Department of Medical Imaging, Henan Provincial People's Hospital & Zhengzhou University People's Hospital, Zhengzhou, China.
Laboratory of Brain Science and Brain-Like Intelligence Technology, Institute for Integrated Medical Science and Engineering, Henan Academy of Sciences, Zhengzhou, China.
Cancer Imaging. 2024 Mar 4;24(1):33. doi: 10.1186/s40644-024-00677-9.
To differentiate benign and malignant solitary pulmonary lesions (SPLs) by amide proton transfer-weighted imaging (APTWI), mono-exponential model DWI (MEM-DWI), stretched exponential model DWI (SEM-DWI), and F-FDG PET-derived parameters.

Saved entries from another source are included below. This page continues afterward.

PR #2142, opened 2016-05-04
QUnit: Load suites synchronously to ensure suite.config support

zazabe:


zazabe:
Some issues with #2140 fixed here...

@vogdb please review

vogdb:
lgtm

PR #2144, opened 2016-05-04
Add paging log type and level validation to component

fvovan:
to prevent 500 errors on `/log?level={$someRandomNumber}`

### DIFF
--- a/library/CM/Paging/Log.php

A total of 120 SPLs patients underwent chest F-FDG PET/MRI were enrolled, including 84 in the training set (28 benign and 56 malignant) and 36 in the test set (13 benign and 23 malignant). MTRasym(3.5 ppm), ADC, DDC, α, SUV, MTV, and TLG were compared. The area under receiver-operator characteristic curve (AUC) was used to assess diagnostic efficacy. The Logistic regression analysis was used to identify independent predictors and establish prediction model.
SUV, MTV, TLG, α, and MTRasym(3.5 ppm) values were significantly lower and ADC, DDC values were significantly higher in benign SPLs than malignant SPLs (all P < 0.01). SUV, ADC, and MTRasym(3.5 ppm) were independent predictors. Within the training set, the prediction model based on these independent predictors demonstrated optimal diagnostic efficacy (AUC, 0.976; sensitivity, 94.64%; specificity, 92.86%), surpassing any single parameter with statistical significance. Similarly, within the test set, the prediction model exhibited optimal diagnostic efficacy. The calibration curves and DCA revealed that the prediction model not only had good consistency but was also able to provide a significant benefit to the related patients, both in the training and test sets.
The SUV, ADC, and MTRasym(3.5 ppm) were independent predictors for differentiation of benign and malignant SPLs, and the prediction model based on them had an optimal diagnostic efficacy.
通过酰胺质子转移加权成像(APTWI)、单指数模型弥散加权成像(MEM-DWI)、拉伸指数模型弥散加权成像(SEM-DWI)和 F-FDG PET 衍生参数区分良性和恶性孤立性肺病变(SPL)。
共纳入 120 例接受胸部 F-FDG PET/MRI 的 SPL 患者,包括训练集 84 例(28 例良性,56 例恶性)和测试集 36 例(13 例良性,23 例恶性)。比较 MTRasym(3.5 ppm)、ADC、DDC、α、SUV、MTV 和 TLG。采用受试者工作特征曲线(ROC)下面积(AUC)评估诊断效能。采用 Logistic 回归分析识别独立预测因子并建立预测模型。
良性 SPL 的 SUV、MTV、TLG、α 和 MTRasym(3.5 ppm)值显著低于恶性 SPL,ADC、DDC 值显著高于恶性 SPL(均 P < 0.01)。SUV、ADC 和 MTRasym(3.5 ppm)是独立的预测因子。在训练集中,基于这些独立预测因子的预测模型显示出最佳的诊断效能(AUC:0.976;敏感性:94.64%;特异性:92.86%),具有统计学意义,优于任何单一参数。同样,在测试集中,预测模型也显示出最佳的诊断效能。校准曲线和 DCA 表明,该预测模型不仅具有良好的一致性,而且在训练集和测试集中均能为相关患者提供显著的获益。
SUV、ADC 和 MTRasym(3.5 ppm)是区分良性和恶性 SPL 的独立预测因子,基于这些因素的预测模型具有最佳的诊断效能。